На вошедшее начальство даже внимания не обратили. Не успел Егоров поздороваться, как торжествующий бригадир закричал:
- Вот, полюбуйтесь, товарищи начальники, на них. Банда батьки Махно. И кино никакого не надо.
- Да замолчите вы! - оборвал бригадира Егоров и взглянул на него так, что тот сразу осекся.
- Здравствуйте, товарищи! Да у вас тут что-то вроде шахматного чемпионата. - Он стал посредине большой комнаты, обвел ее изучающим взглядом, заметил: - Что же форточку не откроете? Душно ведь.
- Кому душно, кому холодно, - отозвался юноша в чалме. - Пар костей не ломит.
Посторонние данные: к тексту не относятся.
PR #10997, opened 2020-03-31
Tweaks after updating less to version 3.11.1

benjamn:
https://github.com/meteor/meteor/pull/10995#issuecomment-606757614

@DavidSichau Seem ok to you?

### DIFF
--- a/packages/non-core/less/package.js
+++ b/packages/non-core/less/package.js
@@ -1,6 +1,6 @@
 Package.describe({
   name: 'less',
-  version: '3.0.0',
+  version: '3.0.1',
   summary: 'Leaner CSS language',
   documentation: 'README.md'
 });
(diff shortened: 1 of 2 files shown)


benjamn:
I went ahead and published `less@3.0.1` just so no one will hit the error I saw, but obviously we can continue iterating on it in this PR before merging.

DavidSichau:
`decodeFilePath` is also called if there is a less parsing error. And `less.render` throws an error. 

However between the less version use previously (2.5.) and now (3.11.1) there are many changes, which might lead to some errors during the render method of less.

benjamn:
Yep, I saw both call sites. Especially in the error case, I would much rather see the actual error from `less.render` than the matching failure that `decodeFilePath` was previously throwing. I think making `decodeFilePath` more forgiving is a reasonable solution here, though I'm open to alternatives.

BrianMulhall:
@benjamn i asked david glasser about a week ago about whether when this package was updated if it would be a good idea to strip out the files he had removed in the forked version of less in this repo's branch https://github.com/meteor/less.js/tree/v2.5.0-no-dist. He told me it may be able to achieve this same effect using Npm.strip(). but that he wasnt sure if it was still something that is necessary to do. I thought I would pass that along

PR #10998, opened 2020-03-31
Add 'variables' as an extension for the less compiler to act on

CarlQLange:
In some projects, it's common to define `site.variables` or `theme.variables` less files. However, these do not appear to get picked up correctly by the less compiler (even though they are imported from `.less` files), so I added `variables` as a file extension for the less compiler to act on. So far, it seems like it works 😅
I suppose it would be even more ideal to have some config in the `package.json` for this, because some projects, like Semantic UI, use less files called `theme.config` and so on as well.

Feel free to close this if it's not relevant. I just wanted to make sure there was some record of this issue!

### DIFF
--- a/packages/non-core/less/plugin/compile-less.js
+++ b/packages/non-core/less/plugin/compile-less.js
@@ -4,7 +4,7 @@ const less = Npm.require('less');
 Plugin.registerCompiler({
   // *.lessimport has been deprecated since 0.7.1, but it still works. We
   // *recommend *.import.less or the imports subdirectory instead.
-  extensions: ['less', 'lessimport'],
+  extensions: ['less', 'lessimport', 'variables'],
   archMatching: 'web'
 }, () => new LessCompiler());
 


CarlQLange:
Totally agree, I wish it wasn't the case. In my situation, I'm using fomantic-ui, which has about 30 of these `.variables` files (and also a `.config`). Ideally, I don't want to rename vendor files, which would mess with eventual upstream merges or so on, but I do want an in-repo version of the project. I could, I suppose, run grunt or something ahead of time, but it would be nicer to have Meteor handle it.

Does the one plugin per extension issue apply also for other plugins that read potential filetypes from package.json or another config file, like for instance `static-assets`? Because if not, and even if so, I wonder if it would be good to allow users to opt-in to this kind of behaviour.

benjamn:
Plugins can technically read from the file system if they need to, which is what I presume packages with dynamic configurations must be doing. If the plugin relies solely on the array of `InputFile`s passed to its `processFilesForTarget` method, those files will be restricted to the file extensions claimed by the plugin via `Plugin.registerCompiler`, and will not be passed to any other plugin's `processFilesForTarget` method.

In case you're wondering, a common pattern for chaining plugins is to have a separate compiler package, like `babel-compiler`, which can be used as a dependency by multiple plugin packages, like `ecmascript`, `typescript`, and `coffeescript`.

As soon as you let multiple plugins claim the same file extension, you have to worry about the order in which they run, which opens a giant can of worms in terms of configuration complexity. The Babel preset/plugin configuration system is a good example of managing a highly configurable plugin pipeline, but it's an exceptionally complex and fragile system. Meteor avoids that complexity by letting developers decide which plugins claim which file extensions, and allowing developers to easily fork packages that aren't behaving the way they want.

On that note, if you need this functionality right away, you could copy the `less` package into your local `packages/` directory and apply the changes from this PR locally.

CarlQLange:
> On that note, if you need this functionality right away, you could copy the less package into your local packages/ directory and apply the changes from this PR locally.

Yes, that's what I've done and how I know the change works :)

> As soon as you let multiple plugins claim the same file extension, you have to worry about the order in which they run, which opens a giant can of worms in terms of configuration complexity. The Babel preset/plugin configuration system is a good example of managing a highly configurable plugin pipeline, but it's an exceptionally complex and fragile system. Meteor avoids that complexity by letting developers decide which plugins claim which file extensions, and allowing developers to easily fork packages that aren't behaving the way they want.

That's a great explanation, thanks a lot. From my perspective I'm happy to close this! Thanks for all your hard work on Meteor, it's really a joy to use.

Issue #4445, opened 2015-05-24
Docs for code-prettify package


dr-dimitru:
Please provide a little of docs (how to use, how it works) on [`code-prettify`](https://atmospherejs.com/meteor/code-prettify) package

stubailo:
Hey, I think this package is no longer being maintained - we used to use it in the Meteor docs, but not anymore. Honestly I think we should just remove it and make it explicitly deprecated.

You can about code prettify here: https://code.google.com/p/google-code-prettify/
You can also try my package for the popular highlight.js library, which is a little more documented: https://atmospherejs.com/simple/highlight.js

dr-dimitru:
Hi, 
Actually we found out how to use this package - and it works well.
Your package `simple:highlight.js` is good, but unfortunately it doesn't work within [`perak:markdown`](https://atmospherejs.com/perak/markdown), please see [#2](https://github.com/stubailo/meteor-highlight.js/issues/2)

duvrai:
@dr-dimitru please share how you made it work.

dr-dimitru:
@duvrai here you go:
```coffeescript
$('pre').addClass 'prettyprint'
prettyPrint()

# Also you can put this into `onRendered` event:
Template.yourTemplate.onRendered ->
   $('pre').addClass 'prettyprint'
   prettyPrint()
```

duvrai:
Great, it works now! Thanks!

stubailo:
With highlight.js, the code would be:

```js
this.$('pre').each(function(i, block) {
  hljs.highlightBlock(block);
});
```

Btw in your code sample you should use `this.$` instead of `$` if you want the highlighting to only apply to the current template and not the entire page.

dr-dimitru:
@stubailo thanks, fixed.
Will try to move to your package.
BTW what the main deference, I mean why we should use your package instead of default one?

stubailo:
I was going to say a difference is that mine is documented, but it looks like it wasn't documented well enough. So probably there isn't a big difference.

hwillson:
Hi @stubailo - relating to your comment in https://github.com/meteor/meteor/issues/4445#issuecomment-105292250:

> Hey, I think this package is no longer being maintained - we used to use it in the Meteor docs, but not anymore. Honestly I think we should just remove it and make it explicitly deprecated.

[...]

PR #11002, opened 2020-04-02
jsparse Package deprecation

BrianMulhall:
The jsparse package doesn't seem to be in use anywhere internally and has not been updated in 4 years. I was thinking it might be time to deprecate this package. I used the code-prettify package and the issue linked below for a guide as to how deprecation should occur.

https://github.com/meteor/meteor/issues/4445


StorytellerCZ:
@benjamn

Егоров иронически посмотрел на большой обеденный стол, на котором грудой стояла немытая посуда, покачал головой, скептически произнес:
- Да, товарищи. Не похоже, чтоб жили здесь медики. Ни за что не поверил бы.
- Обедали, не успели убрать, - ответил, нисколько не смутясь, юноша в чалме.
- Выходит, не напрасно жалуются на вас руководители колхоза, - продолжал Егоров, всматриваясь в лица студентов. Взгляд его задержался больше обычного на юноше с книгой. Лицо у него было открытое, доверчивое.
- Что ж это вы так?
- А собственно, как так? - спросил юноша. - Любопытно, какие к нам претензии у руководителей колхоза?
- Кринки били? Били, - снова вспылил бригадир. - Клеенка куда девалась?
- Здесь ваша клеенка, не волнуйтесь, - ответил парень в чалме. - У девчат она. В поле с собой брали от дождя. Что ж, случилось… Как в сказке про курочку рябу, мышка бежала, хвостом задела, кринка упала и разбилась. Что ж теперь делать? Придется вернуть деду и бабе не простую, а хрустальную. Только и всего.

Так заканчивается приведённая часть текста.